Exercise instructions → Could you return each line below without altering a word?

[Dataset entries]
_ _ _

PR #797, opened 2023-11-10
Unified ops

orionz:
Move all ops into a single append only vec per doc for less fragmented memory and fewer allocations.


rust/automerge/src/op_set.rs
```diff
@@ -229,14 +301,27 @@ impl OpSetInternal {
         }
     }
 
+    pub(crate) fn load(&mut self, obj: ObjId, op: Op) -> OpIdx {
+        self.osd.push(obj, op)
+    }
+
+    // want to move to this everywhere
+    pub(crate) fn load2(&mut self, obj: ObjId, op: Op, range: &mut OpIdxRange) -> OpIdx {
```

_ _ _

Expected output →
PR #797, opened 2023-11-10
Unified ops

orionz:
Move all ops into a single append only vec per doc for less fragmented memory and fewer allocations.


rust/automerge/src/op_set.rs
```diff
@@ -229,14 +301,27 @@ impl OpSetInternal {
         }
     }
 
+    pub(crate) fn load(&mut self, obj: ObjId, op: Op) -> OpIdx {
+        self.osd.push(obj, op)
+    }
+
+    // want to move to this everywhere
+    pub(crate) fn load2(&mut self, obj: ObjId, op: Op, range: &mut OpIdxRange) -> OpIdx {
```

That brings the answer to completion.